Loin d'être une " comédie de boulevard ", ce roman dramatique va s'appuyer sur l'humour décalé et un style désopilant, pour nous faire rire , certes , mais mettre " le doigt " sur des sujets extrêmement graves de notre société .

Ce roman policier nous parle d’une enquête policière mais surtout de Berthe, surnommée Mamie Luger , parce qu’elle en a un en sa possession qu’elle a volé à un Nazi ...
En garde à vue pour avoir tiré sur son voisin et canardé des flics, avec son Luger, l’enquête menée par l’inspecteur Ventura nous fait découvrir la vie amoureuse surprenante, tragique et explosive de cette femme qui, de confessions en confessions, avoue les raisons de toutes ces choses enterrées dans sa cave.

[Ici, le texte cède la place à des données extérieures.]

Issue #657, opened 2018-04-19
KafkaMessageListenerContainer.doInvokeBatchListener()


Gunju-Ko:
Please understand that I'm not good at english.

Even though the transaction is rolled back in the doInvokeBatchListener, the offset can be committed.

Below code is a doInvokeBatchListener's catch
```
catch (RuntimeException e) {
	if (this.containerProperties.isAckOnError() && !this.autoCommit) {
		for (ConsumerRecord<K, V> record : getHighestOffsetRecords(recordList)) {
			this.acks.add(record);
		}
	}
	if (this.batchErrorHandler == null) {
		throw e;
	}
	.... skip
}		
```

If ackOnError is true and autoCommit is false, Add ConsumerRecord to `acks` for committing offset.

If batchErrorHandler is null, exception is throw. So Kafka Transaction will be rollback. (If KafkaMessageListenerContainer is provided KafkaTransactionManager)

problem is that before call KafkaConsumer.poll method() processsCommits() can be called.

below is code
```
while (isRunning()) {
	try {
		if (!this.autoCommit && !this.isRecordAck) {
			processCommits();
		}
``` 

As a result even through Kafka Transaction is rollbacked but offset is committed.

I think before add ConsumerRecord to `acks`, checks producer and batchErrorHandler like below code

```
if (producer != null && this.batchErrorHandler == null) {
	throw e;
}
if (this.containerProperties.isAckOnError() && !this.autoCommit) {
	for (ConsumerRecord<K, V> record : getHighestOffsetRecords(recordList)) {
		this.acks.add(record);
	}
}
if (this.batchErrorHandler == null) {
	throw e;
}
```

Thanks

garyrussell:
Yes, I noticed this yesterday; we should never add to acks when we are using transactions.

I will address it when fixing this: https://github.com/spring-projects/spring-kafka/issues/656

Issue #656, opened 2018-04-18
Transaction Improvements


garyrussell:
`invokeRecordListenerInTx` only seeks the current failed record - it should seek all unprocessed records.

Also, some strategy is needed to discard the poison record and continue. See https://github.com/spring-projects/spring-kafka/issues/653#issuecomment-382489640

PR #659, opened 2018-04-19
GH-656: Fix seek on rollback [Backport]

garyrussell:
Fixes https://github.com/spring-projects/spring-kafka/issues/656
Fixes https://github.com/spring-projects/spring-kafka/issues/657

Previously, after a rollback, we only performed a `seek` on the failed record.
We need to seek for all unprocessed records.

Also, when no error handler was provided, and using a batch listener, the
offsets were added to `acks` and incorrectly committed. (#657).

Also, if a `ContainerAwareErrorHandler` "handles" the error, the offsets weren't
committed.

Enhance the tests to verify full seeks.
Add a new test to verify the batch listener doesn't commit after a roll back.

**cherry-pick to 2.1.x, 2.0.x** I will backport to 1.3.x after review.

* Some simple polishing

### DIFF
--- a/spring-kafka/src/main/java/org/springframework/kafka/listener/AfterRollbackProcessor.java
+++ b/spring-kafka/src/main/java/org/springframework/kafka/listener/AfterRollbackProcessor.java
@@ -1,0 +1,49 @@
+/*
+ * Copyright 2018 the original author or authors.
+ *
+ * Licensed under the Apache License, Version 2.0 (the "License");
+ * you may not use this file except in compliance with the License.
+ * You may obtain a copy of the License at
+ *
+ *      http://www.apache.org/licenses/LICENSE-2.0
+ *
+ * Unless required by applicable law or agreed to in writing, software
+ * distributed under the License is distributed on an "AS IS" BASIS,
+ * WITHOUT WARRANTIES OR CONDITIONS OF ANY KIND, either express or implied.
+ * See the License for the specific language governing permissions and
+ * limitations under the License.
+ */
+
+package org.springframework.kafka.listener;
+
+import java.util.List;
+
+import org.apache.kafka.clients.consumer.Consumer;
+import org.apache.kafka.clients.consumer.ConsumerRecord;
+
+/**
+ * Invoked by a listener container with remaining, unprocessed, records
+ * (including the failed record). Implementations should seek the desired
+ * topics/partitions so that records will be re-fetched on the next
+ * poll. When used with a batch listener, the entire batch of records is
+ * provided.
+ *
+ * @param <K> the key type.
+ * @param <V> the value type.
+ *
+ * @author Gary Russell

Sur un ton volontiers gouailleur et un franc parler fracassant, Berthe, dans une sarabande de révélations surprenantes, dévoile un long parcours de viols, d’amours désenchantés, de maltraitances, de mariages inadaptés et d’amour fou inattendu avec un GI noir. Le huit clos de la garde à vue nous fait découvrir une femme attachante, libre, anticonformiste, drôle, certains diront féministe, indignée par le patriarcat et la domination masculine, mais ce n’est pas ce que je dirais. Derrière la farce, se révèle le portrait d’une femme libre qui ne s’est pas soumise aux règles de la morale mais au protocole du bon sens.

Mamie Luger nous parle de ces hommes prédateurs ou simplement lâches qui ne respectent pas les femmes. Même si ses moyens radicaux ne sont pas des exemples à suivre, on ne peut qu’être d’accord avec cet engagement…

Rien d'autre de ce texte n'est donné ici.